Bonjour, je suis nouveau et pour cause...
Pourriez-vous m'aider?
J'ai installé FCP 6 sur mon ordinateur (POWER PC G4, MAC OSX 10.5.5) et le logiciel disparaît à peine démarré. Je crois que le problème est que la carte graphique que j'ai, n'est pas assez récente (ATI Radeon 9000 Pro : Jeu de composants :    ATY,RV250)

Enfin c'est le seul message que FCP me dit.

Que dois-je faire? Merci bcp pour voter aide, je panique, car je dois continuer et rendre un montage d'un petit film dans 2 semaines, et il a été monté avec FCP 6, et moi je n'ai que FCP 5, donc sur le 5, il ne le lit pas...

Robinh


----------



## ntx (6 Octobre 2008)

Il faudrait en savoir plus sur ta config car à priori ce n'est pas un problème de CG d'après les specs données par Apple.

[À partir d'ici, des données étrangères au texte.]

PR #825, opened 2024-05-01
Replace Ahash with Fnv for Hashbrown

### LINKED ISSUE #812: Ark-ec pulls in full hashbrown without feature gate

shamatar:
Alternative to #824 , will fix #812 too for systems without atomics. Fnv provides no key randomization, but it shouldn't be required for commitment scheme.

- [ ] Wrote unit tests

### DIFF
--- a/Cargo.toml
+++ b/Cargo.toml
@@ -55,8 +55,7 @@ num-integer = { version = "0.1", default-features = false }
 criterion = "0.5.0"
 derivative = "2"
 digest = { version = "0.10", default-features = false }
-hashbrown = { version = "0.14", default-features = false }
-fnv = { version = "1.0", default-features = false }
+hashbrown = { version = "0.14", default-features = false, features = ["inline-more", "allocator-api2"] }
 hex = "0.4"
 itertools = { version = "0.12", default-features = false }
 libtest-mimic = "0.7.0"
@@ -69,7 +68,6 @@ sha2 = { version = "0.10", default-features = false }
 sha3 = { version = "0.10", default-features = false }
 blake2 = { version = "0.10", default-features = false }
 zeroize = { version = "1", default-features = false }
-
 
 proc-macro2 = "1.0"
 quote = "1.0"
--- a/Cargo.toml
+++ b/Cargo.toml
@@ -55,7 +55,8 @@ num-integer = { version = "0.1", default-features = false }
 criterion = "0.5.0"
 derivative = "2"
 digest = { version = "0.10", default-features = false }
-hashbrown = "0.14"
+hashbrown = { version = "0.14", default-features = false }
+fnv = { version = "1.0", default-features = false }
 hex = "0.4"
 itertools = { version = "0.12", default-features = false }
 libtest-mimic = "0.7.0"
--- a/ec/Cargo.toml
+++ b/ec/Cargo.toml
@@ -27,8 +27,13 @@ num-integer.workspace = true
 rayon = { workspace = true, optional = true }
 zeroize = { workspace = true, features = ["zeroize_derive"] }
 hashbrown.workspace = true
-fnv.workspace = true
 itertools.workspace = true
+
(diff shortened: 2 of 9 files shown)


Pratyush:
How about we use SipHash for non-atomic platforms, and ahash elsewhere?

shamatar:
To be honest I'm not sure from top of my head if I can make cargo dependency optional based on whether a platform has atomics. Will try

shamatar:
Another question is whether or not try to include aHash with or without randomization if it's done as external dependency instead of default hash in hashbrown. Hashbrown itself doesn't have and option to continue aHash's features, but maybe it can be imported independently and without randomization is may have no atomics by itself

Pratyush:
> To be honest I'm not sure from top of my head if I can make cargo dependency optional based on whether a platform has atomics. Will try

I think it's possible like so: https://github.com/PyO3/pyo3/blob/fe79f548174eb8108813f202bb0df9428ddfd806/Cargo.toml#L48

shamatar:
restored features (inlines) on hashbrown + ahash is used on platforms with atomics

Pratyush (approved):

Pratyush (approved):

autquis:
Hi! Can anyone give me some pointers on why the `default-hasher` of `hashbrown` is not suitable for us? They have changed it to FoldHash orlp/fold hash.

shamatar:
Mainly because it was using atomics and would not compile on some platforms

shamatar:
I didn’t check FoldHash. The main problem was that aHash was seeded, and seeing mechanism itself used atomics. So it may apply to FoldHash too as seeding is standard mechanism to avoid timing attacks on hash maps if queries could be externally provided/uncontrolled. For arkworks it’s not needed, but default configuration was to use such mechanism

autquis:
Thanks a lot for the pointers! I just checked the seeding mechanism in FoldHash https://github.com/orlp/foldhash/blob/c55c471921ec68e07fdf1623a5d1fa6cc3f09809/src/seed.rs#L310 and it seems they provide a fixed global state for the platforms that do not support atomics.
I would appreciate it very much if you could have a look and confirm if I understood correctly.

In that case, I can go ahead and enable `default-hasher` from `hashbrown` and would simplify things.

autquis:
Hi again! I would be very grateful if you could look into this.
I believe FoldHash is similar to FNV in the sense of seeding on non-atomic systems. A thumbs up from you would suffice :)

shamatar:
What’s the interest for the default hasher? It’s just a feature flag and only provides few extra constructor methods. Maybe Default::default() starts to work, but not sure. At the moment I do not have capacity to check building on atomic-free platforms. Seeding code will most likely work, but it also depends if hashbrown doesn’t do some manual seeding itself

autquis:
Thanks for the answer.
Regarding the interest in the default hasher: I think it simplifies the code. Currently, we have this conditional dependency on aHash and FNV, while having this feature enabled (assuming that FoldHash works for both atomic/non-atomic) we can get rid of the conditional dependency + we will have more concise code for instantiating a hashmap.

I will need this in some other repos of arkworks as well.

PS : il y a un forum vidéo pour ce genre de problème


----------



## robinh (7 Octobre 2008)

Merci, je vais voir ça et si je trouve rien, je te parle de ma config. T'entends quoi par config?


----------



## inkclub (7 Octobre 2008)

Bonjour,

http://www.apple.com/fr/finalcutstudio/specs/

*Minimum Requirements to Install All Final Cut Studio Applications*




A Macintosh computer with a 1.25GHz or faster PowerPC G4, PowerPC G5, Intel Core Duo or Intel Xeon processor
1GB of RAM
An AGP or PCI Express Quartz Extreme graphics card (Final Cut Studio is not compatible with integrated Intel graphics processors)
A display with 1024-by-768 resolution or higher
Mac OS X v10.4.9 or later
QuickTime 7.1.6 or later
A DVD drive for installation
A+


----------



## ntx (7 Octobre 2008)

robinh a dit:


> Merci, je vais voir ça et si je trouve rien, je te parle de ma config. T'entends quoi par config?


Fréquence du processeur et quantité de RAM ?


----------